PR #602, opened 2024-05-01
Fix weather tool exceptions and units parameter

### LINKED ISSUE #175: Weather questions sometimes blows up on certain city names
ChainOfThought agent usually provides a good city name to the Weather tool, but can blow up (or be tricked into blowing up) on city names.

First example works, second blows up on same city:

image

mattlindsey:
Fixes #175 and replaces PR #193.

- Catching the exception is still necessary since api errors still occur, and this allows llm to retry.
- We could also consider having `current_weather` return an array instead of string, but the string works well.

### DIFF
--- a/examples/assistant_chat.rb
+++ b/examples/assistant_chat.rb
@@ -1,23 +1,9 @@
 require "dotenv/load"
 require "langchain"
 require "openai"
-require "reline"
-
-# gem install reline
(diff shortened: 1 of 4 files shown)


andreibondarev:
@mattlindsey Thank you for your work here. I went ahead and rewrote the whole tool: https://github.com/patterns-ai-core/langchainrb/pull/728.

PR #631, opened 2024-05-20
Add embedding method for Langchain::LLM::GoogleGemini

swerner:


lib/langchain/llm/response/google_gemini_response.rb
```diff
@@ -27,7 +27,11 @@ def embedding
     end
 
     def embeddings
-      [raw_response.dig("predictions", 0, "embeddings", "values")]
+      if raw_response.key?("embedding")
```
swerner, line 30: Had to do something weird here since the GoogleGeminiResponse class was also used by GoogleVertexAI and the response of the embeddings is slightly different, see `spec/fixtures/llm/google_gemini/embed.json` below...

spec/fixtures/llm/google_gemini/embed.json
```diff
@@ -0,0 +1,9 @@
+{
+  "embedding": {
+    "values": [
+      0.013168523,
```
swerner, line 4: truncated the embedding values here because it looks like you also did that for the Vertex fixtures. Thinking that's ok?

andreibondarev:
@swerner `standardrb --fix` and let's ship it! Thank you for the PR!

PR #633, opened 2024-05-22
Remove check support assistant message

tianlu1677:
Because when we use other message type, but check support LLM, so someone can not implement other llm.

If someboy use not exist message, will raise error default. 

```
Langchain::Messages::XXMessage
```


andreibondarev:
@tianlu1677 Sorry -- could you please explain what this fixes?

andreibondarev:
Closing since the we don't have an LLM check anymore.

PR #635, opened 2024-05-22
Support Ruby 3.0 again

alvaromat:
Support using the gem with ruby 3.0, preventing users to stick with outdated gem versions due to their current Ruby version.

────────────────

- Work order:
Every record here must be output exactly, word for word.

- Result:
PR #602, opened 2024-05-01
Fix weather tool exceptions and units parameter

### LINKED ISSUE #175: Weather questions sometimes blows up on certain city names
ChainOfThought agent usually provides a good city name to the Weather tool, but can blow up (or be tricked into blowing up) on city names.

First example works, second blows up on same city:

image

mattlindsey:
Fixes #175 and replaces PR #193.

- Catching the exception is still necessary since api errors still occur, and this allows llm to retry.
- We could also consider having `current_weather` return an array instead of string, but the string works well.

### DIFF
--- a/examples/assistant_chat.rb
+++ b/examples/assistant_chat.rb
@@ -1,23 +1,9 @@
 require "dotenv/load"
 require "langchain"
 require "openai"
-require "reline"
-
-# gem install reline
(diff shortened: 1 of 4 files shown)


andreibondarev:
@mattlindsey Thank you for your work here. I went ahead and rewrote the whole tool: https://github.com/patterns-ai-core/langchainrb/pull/728.

PR #631, opened 2024-05-20
Add embedding method for Langchain::LLM::GoogleGemini

swerner:


lib/langchain/llm/response/google_gemini_response.rb
```diff
@@ -27,7 +27,11 @@ def embedding
     end
 
     def embeddings
-      [raw_response.dig("predictions", 0, "embeddings", "values")]
+      if raw_response.key?("embedding")
```
swerner, line 30: Had to do something weird here since the GoogleGeminiResponse class was also used by GoogleVertexAI and the response of the embeddings is slightly different, see `spec/fixtures/llm/google_gemini/embed.json` below...

spec/fixtures/llm/google_gemini/embed.json
```diff
@@ -0,0 +1,9 @@
+{
+  "embedding": {
+    "values": [
+      0.013168523,
```
swerner, line 4: truncated the embedding values here because it looks like you also did that for the Vertex fixtures. Thinking that's ok?

andreibondarev:
@swerner `standardrb --fix` and let's ship it! Thank you for the PR!

PR #633, opened 2024-05-22
Remove check support assistant message

tianlu1677:
Because when we use other message type, but check support LLM, so someone can not implement other llm.

If someboy use not exist message, will raise error default. 

```
Langchain::Messages::XXMessage
```


andreibondarev:
@tianlu1677 Sorry -- could you please explain what this fixes?

andreibondarev:
Closing since the we don't have an LLM check anymore.

PR #635, opened 2024-05-22
Support Ruby 3.0 again

alvaromat:
Support using the gem with ruby 3.0, preventing users to stick with outdated gem versions due to their current Ruby version.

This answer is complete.